» Problem to work on: From the line below that contains "PR #751, opened 2018-06-07" to the line that contains "remounted anyway.", repeat every line exactly, both ends included, and nothing else.

» Supplied records:

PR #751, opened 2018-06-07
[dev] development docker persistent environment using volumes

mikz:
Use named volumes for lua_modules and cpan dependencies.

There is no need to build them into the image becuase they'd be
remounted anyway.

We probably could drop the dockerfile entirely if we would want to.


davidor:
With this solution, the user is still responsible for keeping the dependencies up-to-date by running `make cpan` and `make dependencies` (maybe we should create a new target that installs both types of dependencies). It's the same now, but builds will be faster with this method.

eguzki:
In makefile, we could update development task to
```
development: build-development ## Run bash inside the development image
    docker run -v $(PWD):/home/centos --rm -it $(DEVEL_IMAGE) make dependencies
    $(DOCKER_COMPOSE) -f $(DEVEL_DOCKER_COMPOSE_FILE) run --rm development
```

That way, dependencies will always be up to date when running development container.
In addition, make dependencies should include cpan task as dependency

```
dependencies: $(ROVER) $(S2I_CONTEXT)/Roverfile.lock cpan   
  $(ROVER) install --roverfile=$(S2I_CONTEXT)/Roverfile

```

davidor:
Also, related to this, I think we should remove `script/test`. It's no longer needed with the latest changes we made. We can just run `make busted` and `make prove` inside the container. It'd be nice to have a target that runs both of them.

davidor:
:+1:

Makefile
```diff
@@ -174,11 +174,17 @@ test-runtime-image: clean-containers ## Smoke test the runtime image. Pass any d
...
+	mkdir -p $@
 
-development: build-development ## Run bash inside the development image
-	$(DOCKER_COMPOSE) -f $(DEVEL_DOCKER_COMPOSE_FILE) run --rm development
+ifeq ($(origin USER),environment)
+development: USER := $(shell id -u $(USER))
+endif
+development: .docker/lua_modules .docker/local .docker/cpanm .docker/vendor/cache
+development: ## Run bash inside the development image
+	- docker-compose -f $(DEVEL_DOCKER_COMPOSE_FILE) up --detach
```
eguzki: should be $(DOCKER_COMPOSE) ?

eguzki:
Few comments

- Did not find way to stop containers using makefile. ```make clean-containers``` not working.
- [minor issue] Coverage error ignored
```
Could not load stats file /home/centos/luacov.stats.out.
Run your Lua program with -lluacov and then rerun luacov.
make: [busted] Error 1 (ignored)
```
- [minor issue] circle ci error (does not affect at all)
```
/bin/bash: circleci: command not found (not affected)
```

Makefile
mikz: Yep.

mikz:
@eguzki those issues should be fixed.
==
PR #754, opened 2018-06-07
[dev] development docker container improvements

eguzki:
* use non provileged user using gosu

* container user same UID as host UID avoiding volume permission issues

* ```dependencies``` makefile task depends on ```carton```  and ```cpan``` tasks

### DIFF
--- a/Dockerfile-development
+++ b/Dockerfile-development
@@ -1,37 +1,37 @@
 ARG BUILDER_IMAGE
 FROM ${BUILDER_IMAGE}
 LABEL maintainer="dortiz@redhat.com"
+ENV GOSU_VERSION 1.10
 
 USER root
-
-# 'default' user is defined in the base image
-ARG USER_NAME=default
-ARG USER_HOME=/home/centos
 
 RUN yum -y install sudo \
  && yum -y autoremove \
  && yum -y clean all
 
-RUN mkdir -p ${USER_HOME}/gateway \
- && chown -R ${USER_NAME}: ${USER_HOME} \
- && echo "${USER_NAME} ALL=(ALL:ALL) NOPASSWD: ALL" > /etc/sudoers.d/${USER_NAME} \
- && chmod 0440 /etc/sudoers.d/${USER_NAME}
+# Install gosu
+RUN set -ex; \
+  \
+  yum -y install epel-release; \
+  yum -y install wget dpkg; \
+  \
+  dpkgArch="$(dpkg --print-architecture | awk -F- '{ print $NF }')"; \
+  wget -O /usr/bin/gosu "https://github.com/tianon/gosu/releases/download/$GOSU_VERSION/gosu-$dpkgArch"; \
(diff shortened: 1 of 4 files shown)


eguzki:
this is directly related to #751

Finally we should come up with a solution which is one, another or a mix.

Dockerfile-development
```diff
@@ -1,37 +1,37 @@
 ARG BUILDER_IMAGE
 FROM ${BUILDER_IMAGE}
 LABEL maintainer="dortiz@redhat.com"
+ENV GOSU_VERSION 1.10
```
...
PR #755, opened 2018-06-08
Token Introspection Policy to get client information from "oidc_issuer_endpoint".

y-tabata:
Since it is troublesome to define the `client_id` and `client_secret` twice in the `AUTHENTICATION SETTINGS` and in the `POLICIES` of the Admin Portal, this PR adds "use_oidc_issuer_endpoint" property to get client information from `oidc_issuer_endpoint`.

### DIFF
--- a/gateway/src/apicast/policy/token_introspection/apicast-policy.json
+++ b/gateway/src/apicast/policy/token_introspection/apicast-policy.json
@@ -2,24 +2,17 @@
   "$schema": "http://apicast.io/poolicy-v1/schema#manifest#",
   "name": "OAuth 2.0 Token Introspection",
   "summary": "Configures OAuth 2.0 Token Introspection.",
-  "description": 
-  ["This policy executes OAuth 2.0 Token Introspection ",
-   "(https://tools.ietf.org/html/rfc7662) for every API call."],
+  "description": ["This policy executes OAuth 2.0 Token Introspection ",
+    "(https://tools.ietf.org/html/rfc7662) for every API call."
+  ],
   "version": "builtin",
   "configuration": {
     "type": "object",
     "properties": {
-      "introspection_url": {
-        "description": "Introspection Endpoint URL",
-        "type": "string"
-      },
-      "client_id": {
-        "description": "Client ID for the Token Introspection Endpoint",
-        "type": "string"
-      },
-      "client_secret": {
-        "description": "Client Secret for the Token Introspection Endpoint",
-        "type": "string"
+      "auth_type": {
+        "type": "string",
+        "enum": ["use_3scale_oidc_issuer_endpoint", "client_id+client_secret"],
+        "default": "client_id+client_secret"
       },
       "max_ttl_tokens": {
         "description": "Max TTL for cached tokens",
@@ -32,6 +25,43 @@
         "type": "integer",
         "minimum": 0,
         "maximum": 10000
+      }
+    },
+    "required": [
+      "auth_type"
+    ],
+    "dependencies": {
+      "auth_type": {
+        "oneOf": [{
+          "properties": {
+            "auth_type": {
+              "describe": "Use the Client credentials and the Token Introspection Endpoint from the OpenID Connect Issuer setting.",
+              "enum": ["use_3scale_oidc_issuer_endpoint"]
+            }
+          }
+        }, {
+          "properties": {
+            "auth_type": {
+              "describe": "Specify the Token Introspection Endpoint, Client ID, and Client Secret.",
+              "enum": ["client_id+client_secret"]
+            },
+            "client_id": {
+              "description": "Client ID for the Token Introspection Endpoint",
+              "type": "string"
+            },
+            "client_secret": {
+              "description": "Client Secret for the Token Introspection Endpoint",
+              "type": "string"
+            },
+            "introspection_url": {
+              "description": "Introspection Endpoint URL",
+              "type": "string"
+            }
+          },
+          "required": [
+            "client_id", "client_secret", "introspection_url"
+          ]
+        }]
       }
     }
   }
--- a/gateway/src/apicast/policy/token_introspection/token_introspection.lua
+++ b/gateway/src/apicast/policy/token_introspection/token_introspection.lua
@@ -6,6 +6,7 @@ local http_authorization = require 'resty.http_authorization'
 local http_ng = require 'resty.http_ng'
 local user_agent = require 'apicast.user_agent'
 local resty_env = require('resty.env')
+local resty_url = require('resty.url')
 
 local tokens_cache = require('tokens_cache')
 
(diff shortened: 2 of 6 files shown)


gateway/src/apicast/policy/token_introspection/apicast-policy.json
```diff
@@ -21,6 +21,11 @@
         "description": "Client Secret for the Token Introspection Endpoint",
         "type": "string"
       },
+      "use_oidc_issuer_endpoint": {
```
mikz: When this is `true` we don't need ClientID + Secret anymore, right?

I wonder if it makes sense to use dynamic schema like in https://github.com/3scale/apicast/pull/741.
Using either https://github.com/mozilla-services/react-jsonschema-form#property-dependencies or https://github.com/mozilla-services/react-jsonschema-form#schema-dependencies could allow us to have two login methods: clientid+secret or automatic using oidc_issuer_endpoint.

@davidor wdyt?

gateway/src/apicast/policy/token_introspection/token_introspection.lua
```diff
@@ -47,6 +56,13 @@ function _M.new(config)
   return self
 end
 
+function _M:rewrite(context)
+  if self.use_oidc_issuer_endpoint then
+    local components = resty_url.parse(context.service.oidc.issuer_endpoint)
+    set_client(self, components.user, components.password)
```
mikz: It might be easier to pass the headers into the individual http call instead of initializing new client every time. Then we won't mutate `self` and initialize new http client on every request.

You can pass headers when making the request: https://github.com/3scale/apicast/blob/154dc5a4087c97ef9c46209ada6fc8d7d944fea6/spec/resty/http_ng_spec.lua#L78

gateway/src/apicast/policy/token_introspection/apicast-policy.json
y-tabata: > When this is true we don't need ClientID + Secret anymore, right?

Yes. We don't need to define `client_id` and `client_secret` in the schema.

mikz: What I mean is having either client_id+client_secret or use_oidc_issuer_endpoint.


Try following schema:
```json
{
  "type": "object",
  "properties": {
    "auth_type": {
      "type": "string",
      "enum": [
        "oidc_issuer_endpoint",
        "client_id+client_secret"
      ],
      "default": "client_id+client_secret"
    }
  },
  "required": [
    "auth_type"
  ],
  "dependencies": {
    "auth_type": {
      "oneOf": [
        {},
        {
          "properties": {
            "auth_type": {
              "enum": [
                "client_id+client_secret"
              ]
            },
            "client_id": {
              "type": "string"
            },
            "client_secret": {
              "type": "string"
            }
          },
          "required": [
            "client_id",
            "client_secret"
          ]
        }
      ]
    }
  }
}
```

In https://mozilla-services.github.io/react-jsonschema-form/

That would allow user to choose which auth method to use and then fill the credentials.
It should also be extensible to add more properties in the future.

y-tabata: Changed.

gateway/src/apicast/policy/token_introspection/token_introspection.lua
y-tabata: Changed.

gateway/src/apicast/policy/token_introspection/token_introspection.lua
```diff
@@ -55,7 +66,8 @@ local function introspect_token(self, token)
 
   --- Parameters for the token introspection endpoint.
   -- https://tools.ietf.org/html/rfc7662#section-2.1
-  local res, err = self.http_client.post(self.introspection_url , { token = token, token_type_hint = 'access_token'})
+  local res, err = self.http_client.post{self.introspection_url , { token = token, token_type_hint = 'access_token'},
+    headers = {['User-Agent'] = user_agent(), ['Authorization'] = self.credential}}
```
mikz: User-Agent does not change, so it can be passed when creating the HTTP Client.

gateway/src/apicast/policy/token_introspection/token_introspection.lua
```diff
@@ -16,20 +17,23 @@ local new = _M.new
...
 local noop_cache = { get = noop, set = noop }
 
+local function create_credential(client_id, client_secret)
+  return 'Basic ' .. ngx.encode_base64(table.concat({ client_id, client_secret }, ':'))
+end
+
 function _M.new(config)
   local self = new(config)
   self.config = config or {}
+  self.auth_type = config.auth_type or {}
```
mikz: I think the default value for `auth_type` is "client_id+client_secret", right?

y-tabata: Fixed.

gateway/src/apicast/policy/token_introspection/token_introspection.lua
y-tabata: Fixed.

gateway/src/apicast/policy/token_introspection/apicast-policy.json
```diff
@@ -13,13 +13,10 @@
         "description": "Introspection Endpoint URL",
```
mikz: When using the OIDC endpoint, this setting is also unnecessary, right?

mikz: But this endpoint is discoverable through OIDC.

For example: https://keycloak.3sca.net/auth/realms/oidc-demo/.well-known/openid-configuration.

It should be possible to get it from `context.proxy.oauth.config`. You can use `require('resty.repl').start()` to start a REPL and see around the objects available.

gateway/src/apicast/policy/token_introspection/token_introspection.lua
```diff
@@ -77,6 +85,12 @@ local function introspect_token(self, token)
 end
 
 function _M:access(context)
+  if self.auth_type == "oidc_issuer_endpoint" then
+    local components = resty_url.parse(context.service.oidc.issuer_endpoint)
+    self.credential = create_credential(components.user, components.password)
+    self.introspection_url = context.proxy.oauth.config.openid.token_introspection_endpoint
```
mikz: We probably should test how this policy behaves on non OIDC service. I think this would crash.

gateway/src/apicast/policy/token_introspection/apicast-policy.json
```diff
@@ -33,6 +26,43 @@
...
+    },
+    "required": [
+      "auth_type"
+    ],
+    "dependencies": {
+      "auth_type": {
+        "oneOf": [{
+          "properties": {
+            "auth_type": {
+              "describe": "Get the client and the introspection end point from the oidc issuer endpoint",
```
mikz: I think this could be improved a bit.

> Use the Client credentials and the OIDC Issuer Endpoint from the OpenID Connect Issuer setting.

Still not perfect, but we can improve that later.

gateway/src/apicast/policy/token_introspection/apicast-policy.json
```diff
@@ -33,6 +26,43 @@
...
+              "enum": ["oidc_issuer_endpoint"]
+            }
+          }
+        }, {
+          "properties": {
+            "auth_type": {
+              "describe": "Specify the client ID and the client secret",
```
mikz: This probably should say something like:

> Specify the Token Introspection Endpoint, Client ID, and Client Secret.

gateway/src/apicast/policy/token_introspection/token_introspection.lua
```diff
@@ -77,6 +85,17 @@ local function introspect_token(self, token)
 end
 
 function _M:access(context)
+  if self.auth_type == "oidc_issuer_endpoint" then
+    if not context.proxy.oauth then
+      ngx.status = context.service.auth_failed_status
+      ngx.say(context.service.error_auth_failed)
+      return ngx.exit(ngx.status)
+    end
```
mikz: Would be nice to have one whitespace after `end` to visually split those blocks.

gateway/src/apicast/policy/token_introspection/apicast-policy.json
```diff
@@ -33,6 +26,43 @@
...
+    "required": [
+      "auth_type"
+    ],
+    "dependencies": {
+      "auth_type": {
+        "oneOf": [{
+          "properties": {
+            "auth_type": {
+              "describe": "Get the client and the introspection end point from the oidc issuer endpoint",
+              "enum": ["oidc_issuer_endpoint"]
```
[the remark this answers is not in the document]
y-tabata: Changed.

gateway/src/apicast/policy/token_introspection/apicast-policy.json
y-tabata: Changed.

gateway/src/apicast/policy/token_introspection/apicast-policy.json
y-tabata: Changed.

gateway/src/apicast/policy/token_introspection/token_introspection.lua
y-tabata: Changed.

» Written response:
PR #751, opened 2018-06-07
[dev] development docker persistent environment using volumes

mikz:
Use named volumes for lua_modules and cpan dependencies.

There is no need to build them into the image becuase they'd be
remounted anyway.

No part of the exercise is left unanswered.